Spring naar inhoud

Relatie tussen PGA waarden en kans op schade voor geïnduceerde aardbevingen in Groningen

Auteur TNO; C.P.W. Geurts, R.D.J.M. Steenbergen
Opdrachtgever SODM
Datum 13 juni 2016

In dit rapport wordt op basis van eerdere TNO rapporten en gegevens uit de literatuur een eerste aanzet gegeven tot het leggen van een relatie tussen waarden voor de piekgrondversnelling (PGA) en de kans op verschillende niveaus van schade ten gevolge van aardbevingen.

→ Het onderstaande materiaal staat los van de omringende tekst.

PR #1009, opened 2019-05-20
Peer reconnection address from node announcements

### LINKED ISSUE #1003: Due to failed reconnection, paying an invoice incurs unnecessary fees.
I have two nodes. I created an invoice on one and paid it from the other. I paid it from Eclair Desktop. There is a channel (575638x611x1) from my Eclair node to my other node (MemeracingLN). Eclair says MemeracingLN is offline. However, MemeracingLN was the target of the payment and the invoice has been settled on the MemeracingLN node.

Eclair (Desktop, v 0.3) paid an invoice to a node without using its direct channel to that node because the node is recorded in EClair as _offline_.

If we are paying a node to which we have a channel then use the channel, and if the channel is offline, try a simple connection to it, and if that doesn't work, ask the user.

I have not attempted to reproduce.  I would expect the code is written to have the behavior I got, simply because the reliability of the OFFLINE indication was assumed to be high.  It isn't, so I propose the following solution:

Before finding a route to the receiving node, check if we have a channel to it and if so, **do not route**.  Instead:
1. Is the channel online?
   1. Yes - negotiate the payment with the channel.
   1. No - Attempt a "simple connection" to the receiving node.  Did it succeed?
      1. Yes - Go back to step 1.
      1. No - Return an error: "Receiving node is OFFLINE." - Optionally, allow the user to have Eclair route the payment anyway.

I am on Windows 10 using JDK 11.

araspitzu:
Currently the node address information in `node_announcement` messages is not used when establishing a connection. Peer's addresses are known only when the user initiated the connection providing a destination address, in case of incoming connection the peer's address is blanked out and we can't reconnect. According to the [spec](https://github.com/lightningnetwork/lightning-rfc/blob/master/07-routing-gossip.md#the-node_announcement-message) the `addresses` field of `node_announcement` should contain the network addresses where a peer expects an incoming connection, this PR leverages this information to provide the following enhancements:

- Connect-to a pubkey (no address specified, will use `node_announcements`)
- Reconnect to peers using their `node_announcements` address as fallback in case we don't know the address

Fixes #1003

### DIFF
--- a/eclair-core/src/main/scala/fr/acinq/eclair/io/Peer.scala
+++ b/eclair-core/src/main/scala/fr/acinq/eclair/io/Peer.scala
@@ -23,6 +23,7 @@ import java.nio.ByteOrder
 import akka.actor.{ActorRef, FSM, OneForOneStrategy, PoisonPill, Props, Status, SupervisorStrategy, Terminated}
 import akka.event.Logging.MDC
 import akka.util.Timeout
+import com.google.common.net.HostAndPort
 import fr.acinq.bitcoin.Crypto.PublicKey
 import fr.acinq.bitcoin.{ByteVector32, DeterministicWallet, MilliSatoshi, Protocol, Satoshi}
 import fr.acinq.eclair.blockchain.EclairWallet
@@ -59,8 +60,17 @@ class Peer(nodeParams: NodeParams, remoteNodeId: PublicKey, authenticator: Actor
   }
 
   when(DISCONNECTED) {
-    case Event(Peer.Connect(NodeURI(_, hostAndPort)), d: DisconnectedData) =>
-      val address = new InetSocketAddress(hostAndPort.getHost, hostAndPort.getPort)
+    case Event(Peer.Connect(_, address_opt), d: DisconnectedData) =>
+      val address = address_opt match {                                                                        // The connect command has an optional address that is specified by the user,
+        case Some(hostAndPort) => new InetSocketAddress(hostAndPort.getHost, hostAndPort.getPort)              // if present we use it otherwise we use the address from the node_announcement
+        case None => nodeParams.db.network.getNode(remoteNodeId).flatMap(_.addresses.headOption) match {       //
+          case Some(announcementAddress) => announcementAddress.socketAddress                                  //
+          case None =>
+            log.warning(s"Unable to connect to $remoteNodeId no address found")
+            stopPeer()                                                                                         // if there is no address from the node_announcement we stop
+            throw new IllegalArgumentException(s"Unable to connect to $remoteNodeId no address found")
+        }
+      }
       if (d.address_opt.contains(address)) {
         // we already know this address, we'll reconnect automatically
         sender ! "reconnection in progress"
@@ -73,8 +83,8 @@ class Peer(nodeParams: NodeParams, remoteNodeId: PublicKey, authenticator: Actor
 
     case Event(Reconnect, d: DisconnectedData) =>
       d.address_opt match {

Aanleiding voor dit rapport is de vraag van SodM om advies te geven over PGA-waarden waarbij er een zekere kans is op het optreden van schadetoestand DS1 (lichte scheurvorming), DS2 (gemiddelde schade), of DS3 (zware schade) en te adviseren over een eventueel te accepteren kans op dergelijke niveaus van schade.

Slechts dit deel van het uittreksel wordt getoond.